Note that typically, these client side caching solutions not only have problems with stale data, but also end up caching items read from the server at different times; i.e. the cache is not just stale, it doesn't even represent a consistent snapshot.

This is a really unfortunate situation: in-memory data caching is vital for good performance, and yet both existing DBMS and ORM products push the cache coherency problem onto application programmers.

CEDA: a database per client

In CEDA, rather than have multiple clients accessing a single database on a server (i.e. a client-server model) , each client ("peer") has its own copy of the data in its own database, typically on secondary storage on the same physical machine. This involves a peer-to-peer model.

The data is automatically replicated and synchronised through the interchange of operations. This is implemented by the CEDA DBMS.

Applications/services have no need to be concerned with:

There is something wonderful going on: CEDA provides local in-memory data caches (i.e. in the same process as the application or service) without the cache coherency problem. The data in the cache is always valid. There is no concept of stale data in the cache. That means no need for optimistic concurrency control.

This represents a vast improvement over conventional DBMS and ORM technology.

CEDA provides very high performance caching, replication and synchronisation. This leads to a significant simplication of applications/services, and significant increases in performance.

For this reason, when using CEDA, application developers don't need to be concerned with network latency, or the poor performance that arises with "chatty" messaging.

Antipattern: service statelessness principle

See the wikipedia article on the Service statelessness principle [].

Service statelessness is a design principle that is applied within the service-orientation design paradigm, in order to design scalable services by separating them from their state data whenever possible.

It's not clear what this even means. The whole point of services is to implement business processes, and processes must be stateful.

If it means avoiding cached data, then it's a anti-pattern.

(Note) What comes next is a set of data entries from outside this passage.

PR #1111, opened 2022-02-21
fix: htlc stuck after output channel close

dolcalmi:
add additional validation to resolve payment status.

If payment is pending:
- Check payment timeout against current block height
- If transaction has expired then check that all the output channels (in paths) are closed

### DIFF
--- a/src/services/lnd/index.ts
+++ b/src/services/lnd/index.ts
@@ -33,13 +33,19 @@ import {
   GetInvoiceResult,
   getPayments,
   getFailedPayments,
+  getClosedChannels,
+  getWalletInfo,
 } from "lightning"
 
 import { wrapAsyncFunctionsToRunInSpan } from "@services/tracing"
 import { timeout } from "@utils"
 
-import { TIMEOUT_PAYMENT } from "./auth"
+import { LocalCacheService } from "@services/cache"
+import { SECS_PER_5_MINS } from "@config"
+import { CacheKeys } from "@domain/cache"
+
 import { getActiveLnd, getLndFromPubkey, getLnds } from "./utils"
+import { TIMEOUT_PAYMENT } from "./auth"
 
 export const LndService = (): ILightningService | LightningServiceError => {
   const activeNode = getActiveLnd()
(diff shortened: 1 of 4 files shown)


src/services/lnd/index.ts
```diff
@@ -623,3 +625,51 @@ const translateLnPaymentLookup = (p): LnPaymentLookup => ({
...
+    })
+
+    const failed = pending.paths
+      .map((p) => {
+        const [first] = p.hops
+        return closedChannels.find((c) => c.id === first.channel)
+      })
+      .every((s) => !!s)
+
+    if (failed) return PaymentStatus.Failed
```
nicolasburtey, line 671: do we have all this logic just to return `PaymentStatus.Failed` instead of `PaymentStatus.Pending`?

shouldn't we focus on making sure payment can't be pending after some time, and settle it properly in the ledger?

I dont think this approach is the right one, because we may ends up with many pending that could be pending forever in the ledger, and will have to go through this loop forever because they have not been settled properly. 

this will, over time, introduce more and more discrepancy in our ledger.

nicolasburtey (changes requested):
I had a look at the PR, and I think the change we're doing it as the wrong level. returning the correct return status as a hack is not the way to go. we need to find/fix the root cause otherwise it will introduce discrepancy between the ledger and lnd, that will be even harder to debug because it's been "cosmetically" fix at the API level.

src/services/lnd/index.ts
dolcalmi: do we have all this logic just to return PaymentStatus.Failed instead of PaymentStatus.Pending? **yes**

shouldn't we focus on making sure payment can't be pending after some time, and settle it properly in the ledger? **this method is used by updatePendingPayments so it will update ledger when return failed. I think is a clean and easy way to remove it later if lnd is fixed**

nicolasburtey: ok that make sense then. thanks for the clarification.

src/services/lnd/index.ts
```diff
@@ -633,3 +635,51 @@ const translateLnPaymentLookup = (p): LnPaymentLookup => ({
...
+        return channels
+      },
+    })
+
+    const failed = pending.paths
+      .map((p) => {
+        const [first] = p.hops
+        return closedChannels.find((c) => c.id === first.channel)
+      })
+      .every((s) => !!s)
```
vindard, line 679: Just double-checking, `failed` is a boolean that is only true if the first hop of every `path` in the `paths` array maps to a closed channel in our lnd?

vindard (approved):
Looks good to me. The meat of this is to conditionally convert a payment status from `pending` to `failed` if we notice the first hop in all paths is from a channel that's already closed in our lnd, which I think makes sense for now.

PR #1113, opened 2022-02-22
feat: containerize tests in ci

UncleSamtoshi:
- add ports through docker-compose.override.yml
- containerize integration and e2e tests
- update CI to use containerized tests


bodymindarts:
This is great - tested to be much more reliable. I suggest going over the details in code review this evening.

.github/workflows/integration-test.yml
```diff
@@ -14,4 +14,4 @@ jobs:
     - uses: actions/setup-node@v2
     - run: yarn install
     - name: Run integration tests
-      run: docker compose up integration-deps -d && make integration-in-ci
+      run:  make integration-in-container
```
bodymindarts, line 17: whitespace (`run:  ` has 2 ` `)

Makefile
```diff
@@ -55,8 +55,13 @@ e2e:
 	yarn build && \
 	yarn test:e2e
 
-e2e-in-ci:
-	. ./.envrc && \
+e2e-in-container:
```
bodymindarts, line 58: don't like the distinction `-in-container` vs `in-docker` ... need more explicit names to differentiate.

.env.ci
```diff
@@ -0,0 +1,41 @@
+JEST_TIMEOUT=90000
```
bodymindarts, line 1: Can we add a comment to the top of this file without breaking it?
Would be good to describe when its used how it needs to be kept up to date etc.

Makefile
```diff
@@ -81,3 +90,7 @@ check-code:
 	yarn tsc-check
 	yarn eslint-check
 	yarn build
+
+create-tmp-env-file:
```
bodymindarts, line 94: I think this is only ever used in `ci` - perhaps we can reflect that in the name.

bodymindarts (commented):
Excellent - I think other than some naming this is really good.

bodymindarts (dismissed):

bodymindarts (approved):

PR #1120, opened 2022-02-23
fix: onchain addresses null exception

dolcalmi:
- Fix https://ui.honeycomb.io/galoy/datasets/galoy-bbw/result/k3psRSkCssd/trace/C7dUF9Wh4cV?span=22ee5be24a693e55
- Enable onchain tests (not sure why were disabled)

### DIFF
--- a/src/services/mongoose/wallets.ts
+++ b/src/services/mongoose/wallets.ts
@@ -117,7 +117,8 @@ const resultToWallet = (result: WalletRecord): Wallet => {
   const accountId = fromObjectId<AccountId>(result._accountId)
   const type = result.type as WalletType
   const currency = result.currency as WalletCurrency
-  const onChainAddressIdentifiers = result.onchain.map(({ pubkey, address }) => {
+  const onChain = result.onchain || []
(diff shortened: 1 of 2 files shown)


src/services/mongoose/wallets.ts
```diff
@@ -117,7 +117,8 @@ const resultToWallet = (result: WalletRecord): Wallet => {
   const accountId = fromObjectId<AccountId>(result._accountId)
   const type = result.type as WalletType
   const currency = result.currency as WalletCurrency
-  const onChainAddressIdentifiers = result.onchain.map(({ pubkey, address }) => {
+  const onChain = result.onchain || []
```
bodymindarts, line 120: I'm not sure about this. Isn't it masking an underlying bug / data inconsistency.
- if this compiled before then the type must be wrong
- if the type is correct but the runtime data is wrong then we need to fix it there

nicolasburtey (approved):

src/services/mongoose/wallets.ts
dolcalmi: yep, it is a problem with mongoose default value... I will merge this and probably create a migration script to fix users collection (probably an issue with old users)

PR #1123, opened 2022-02-23
feat: add account generation script

krtk6160:
This script has already been run on a live environment and works as expected

### DIFF
--- a/src/debug/create-wallets.ts
+++ b/src/debug/create-wallets.ts
@@ -21,7 +21,11 @@ import { checkedToWalletId, WalletCurrency, WalletType } from "@domain/wallets"
 import { createToken } from "@services/jwt"
 import { baseLogger } from "@services/logger"
 import { setupMongoConnection } from "@services/mongodb"
-import { AccountsRepository, WalletsRepository } from "@services/mongoose"
+import {
+  AccountsRepository,
+  UsersRepository,
+  WalletsRepository,
+} from "@services/mongoose"
 import { User } from "@services/mongoose/schema"
 import { createObjectCsvWriter } from "csv-writer"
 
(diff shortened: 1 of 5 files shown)


src/debug/create-wallets.ts
```diff
@@ -0,0 +1,107 @@
...
+  if (args.length === 5) {
+    const numWallets = parseInt(args[2])
+
+    const disbursementAmount = checkedToSats(parseInt(args[4]))
+    if (disbursementAmount instanceof Error) return disbursementAmount
+
+    const disburserWalletId = checkedToWalletId(args[3])
+    if (disburserWalletId instanceof Error) return disburserWalletId
+
+    const wallets = await generateWallets(numWallets)
```
nicolasburtey, line 95: probably need to dump this in a csv

src/debug/create-wallets.ts
```diff
@@ -0,0 +1,107 @@
...
+    const account = await User.create({ phone })
+
+    const btcWallet = await WalletsRepository().persistNew({
+      accountId: account._id,
+      type: WalletType.Checking,
+      currency: WalletCurrency.Btc,
+    })
+    if (btcWallet instanceof Error) return btcWallet
+
+    const usdWallet = await WalletsRepository().persistNew({
```
nicolasburtey, line 59: maybe usd wallet the default wallet

src/debug/create-wallets.ts
```diff
@@ -0,0 +1,107 @@
...
+
+    console.log("verify", jwt.verify(jwtToken, JWT_SECRET))
+  }
+
+  return wallets
+}
+
+const main = async () => {
+  const args = process.argv
+  if (args.length === 5) {
```
nicolasburtey, line 86: can we also have an arg to set the default level of the account when they are generated?

src/debug/create-wallets.ts
krtk6160: Done

src/debug/create-wallets.ts
krtk6160: done

src/debug/create-wallets.ts
krtk6160: done

bodymindarts (approved):

PR #1125, opened 2022-02-23
feat: add 'accountUpdateDefaultWalletId' mutation

vindard:


src/graphql/root/mutation/account-update-default-wallet-id.ts
```diff
@@ -0,0 +1,45 @@
...
+    }
+
+    const result = await Accounts.updateDefaultWalletId({
+      walletId,
+      accountId: domainAccount.id,
+    })
+
+    if (result instanceof Error) {
+      const appErr = mapError(result)
+      return { errors: [{ message: appErr.message || appErr.name }] }
```
dolcalmi, line 34:
```suggestion
      return { errors: [mapError(result)] }
```

dolcalmi (approved):
just a minor comment.. feel free to merge

src/graphql/root/mutation/account-update-default-wallet-id.ts
dolcalmi: mapError already do message/name coalescing
```js
const errorName = error.name as ApplicationErrorKey
let message = error.message || errorName || ""
```

vindard: With the current destructuring I get:
```
{
    "data": {
        "accountUpdateDefaultWalletId": {
            "errors": [
                {
                    "message": "Unknown error occurred (code: InvalidWalletId)"
                }
            ],
            "account": null
        }
    }
}
```

And with the direct `mapError(result)` suggested I get:
```
{
    "errors": [
        {
            "message": "Unknown error occurred (code: InvalidWalletId)",
            "code": "UNKNOWN_CLIENT_ERROR"
        }
    ],
    "data": null
}
```

PR #1127, opened 2022-02-23
chore: improve UserUpdateUsername returns

vindard:
## Description

Improve the responses from the `UserUpdateUsername` mutation:
- on success, includes the username instead of `null` in the response
- on "is immutable" edge case, still returns a user object as feedback (didn't before this)

### DIFF
--- a/src/graphql/root/mutation/user-update-username.ts
+++ b/src/graphql/root/mutation/user-update-username.ts
@@ -1,4 +1,5 @@
 import { Accounts } from "@app"
+import { UsernameIsImmutableError } from "@domain/accounts"
 import { mapError } from "@graphql/error-map"
 import { GT } from "@graphql/index"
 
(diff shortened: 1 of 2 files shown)


src/graphql/root/mutation/user-update-username.ts
```diff
@@ -30,7 +31,9 @@ const UserUpdateUsernameMutation = GT.Field({
 
     if (result instanceof Error) {
       const appErr = mapError(result)
-      return { errors: [{ message: appErr.message || appErr.name }] }
+      return result instanceof UsernameIsImmutableError
+        ? { errors: [{ message: appErr.message || appErr.name }], user: domainUser }
+        : { errors: [{ message: appErr.message || appErr.name }] }
```
dolcalmi, line 36: this is not necessary `message: appErr.message || appErr.name` please use only `[mapError(result)]`

src/graphql/types/object/graphql-user.ts
```diff
@@ -35,7 +35,7 @@ const GraphQLUser = GT.Object({
       type: Username,
       description: "Optional immutable user friendly identifier.",
       resolve: async (source, args, { domainAccount }) => {
-        return domainAccount?.username
+        return domainAccount?.username || source.username
```
dolcalmi, line 38: why is this needed?

dolcalmi (changes requested):

src/graphql/root/mutation/user-update-username.ts
vindard: I tested this, see: https://github.com/GaloyMoney/galoy/pull/1125#discussion_r813879550

bodymindarts (approved):

PR #1132, opened 2022-02-24
feat: add new default-wallet-id query to support wallet currencies

vindard:
## Description

This PR adds a new query to:
1. return the wallet currency for a user's `defaultWalletId`
2. return the `defaultWalletId(ByCurrency)` based on an optional specified currency

### Context

We need this to know what type of wallet we are working with in places like for our `galoy-pay` repo. Right now, galoy-pay breaks if the user's default wallet is `USD` and they try to set an amount in the interface because the `lnInvoiceSendOnBehalfOfRecipient` mutation does not support USD wallets. We would need to know the wallet type to be able to switch on:
- `lnInvoiceSendOnBehalfOfRecipient`
- `lnUsdInvoiceSendOnBehalfOfRecipient`


vindard:
Question: would it be better to call this query `accountDefaultPublicWallet`?

samerbuna (approved):

samerbuna:
> Question: would it be better to call this query `accountDefaultPublicWallet`?

I think having public in the name might be confusing

PR #1136, opened 2022-02-25
fix: round cents down if not rounded int

vindard:
## Description

We've noticed that we get [this dealer error](https://ui.honeycomb.io/galoy/datasets/galoy-hack/result/CMXV2Fnj8FY/trace/8nPgLTPFKQ4?span=e8bc65978cbe0d3c) for wallets with a non-rounded-integer balance.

Using cached data to amortise network or disk I/O is one of the most important principles for achieving high performance processing.

Service Oriented Architectures : chatty messaging

Consider the blog post Service-Oriented Composition (with video) (2014) by Udi Dahan.

He outlines approaches for achieving loosely-coupled composition of services, without excessive client to server chit-chat, making use of the following picture:

service-oriented-composition

Note there are only two application defined over-the-wire messages (shown in green). So what's the problem here?

It's better to build a system with an emphasis on data, not messaging.

In CEDA there is no need for application level messaging. Instead there are just applications/services which read/write their local databases. They all have data caching. In this case the component from service A on the client raises the event by updating its local database. This operation propagates to the server. Components B and C "handle" the event by writing to their local database. These changes propagate to the client (which for example might show something changed in a UI). This also only involves two "hops".